Compute how many lines in the entries below contain "that", and output nothing but the number.

Records excerpted from a collection:
________
PR #421, opened 2020-06-06
Bulk Capture Python Helper Methods

kylebme:
Added a BulkCapture class for asynchronous capture of data. Also added a step response helper function that does a bulk capture, gives a step position command, and plots the results.

Changed default liveplotter data_rate back to 100.


tools/odrive/utils.py
```diff
@@ -118,11 +118,106 @@ def did_close(evt):
...
+            print("Achieved average data rate: {}Hz".format(total_samples / self.data.iloc[-1, 0]))
+            print("If this rate is significantly lower than what you specified, consider lowering it below the achieved value for more consistent sampling.")
+            self.event.set() # tell the main thread that the bulk capture is complete
+        Thread(target=loop, daemon=True).start()
+    
+    def plot_data(self):
+        import matplotlib.pyplot as plt
+        plt.plot(self.data[0], self.data.drop(0, axis=1))
+        plt.xlabel("Time (seconds)")
+        plt.ylabel("Counts")
```
samuelsadok: This unit would depend on what variable is plotted so I think it's better not to label the Y axis.

tools/odrive/utils.py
________
* Output *
2